If we had to award priority to only one person for that formula for degrees of freedom, Welch seems to deserve it. Specifically, Welch (1938) [1], equation (9)

and we can write $v=c t_f$, where $$f=\frac{\left(\frac{\sigma_1^2}{n_1}+\frac{\sigma_2^2}{n_2}\right)^2}{\frac{\sigma_1^4}{n_1^2(n_1-1)}+\frac{\sigma_2^4}{n_2^2(n_2-1)}};\quad c=1. \qquad ......(9)$$

is the population version of your formula for d.f. (i.e. is the same but with $\sigma_i$ for $s_i$). The idea of replacing the $\sigma^2$ terms with their sample estimates is a relatively small step at that point.

Welch explicitly gives the test statistic for what R calls the "Welch t-test" immediately above equation (13) ($v=...$) -- so it seems reasonable that the test be named for him; the issue of computing the degrees of freedom remains. He thereabouts discusses choices for the degrees of freedom in the case where we have to approximate it based on sample quantities. He discusses issues with various choices of parameters in a somewhat more general framework in that 1938 paper.

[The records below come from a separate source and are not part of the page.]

Issue #35, opened 2019-09-05
Jest: Support of TypeScript for LWC Open Source


muenzpraeger:
When using TypeScript for LWC Open Source projects Jest is failing. This is because of a missing Babel pre-transform step, before the LWC compiler transform the source. 

See the discussion [here](https://github.com/muenzpraeger/create-lwc-app/issues/92#issuecomment-528232156).

Templarian:
@muenzpraeger Did this go out in 1.3?

muenzpraeger:
Yes and no, @templarian.

I am using my own forks till @tbliss publishes an LWC 1.1 build that contains that (now that LWC `latest` is on 1.1).

trevor-bliss:
The PR to consume LWC 1.1 is here: https://github.com/salesforce/lwc-test/pull/26

PR #36, opened 2019-09-05
Adding TypeScript support for LWC OSS

muenzpraeger:
This PR adds the necessary changes to pre-transform TypeScript files (see #35).

It fixes the issue opened here:

https://github.com/muenzpraeger/create-lwc-app/issues/92

### DIFF
--- a/packages/@lwc/jest-transformer/src/index.js
+++ b/packages/@lwc/jest-transformer/src/index.js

The only thing really not present in the 1938 paper (that I can see) is direct advocacy of that single choice for d.f. (i.e. what is now called Welch-Satterthwaite) of the possibilities being discussed for a good choice of $\nu$; that choice is explicit in both Satterthwaite 1946 and Welch 1947.

Neither Welch nor Satterthwaite look like they're aware of each other's work (none of Welch's eight references in his 1947 paper include Satterthwaite 1946 nor do they coincide with any of Satterthwaite's three references, while Satterthwaite seems aware of none of Welch's prior work, most crucially his 1938 paper. It would be hard to regard Sattherthwaite's paper as much more than a minor step - in effect advocating a particular choice encompassed by the discussion in Welch's prior paper, though it looks like the development was separate; often joint credit is given in such situations.)

In the light of Welch's (1938) pretty thorough treatment of the topic, I see no problem with referring to the formula you give as "Welch-Satterthwaite", nor with leaning toward giving Welch slightly more credit. Welch 1947 and Satterthwaite 1946 each give essentially the same formula, but Welch was walking all over the territory almost a decade earlier; why the referees / editors of Biometrika didn't draw it to Satterthwaite's attention seems a mystery. Even leaving Welch's contribution there aside, the lack of references to Fisher and Behrens in Satterthwaite's paper seems odd.

[1]: Welch, B.L. (1938). "The significance of the difference between two means when the population variances are unequal". Biometrika, 29, 3/4, pp. 350–62.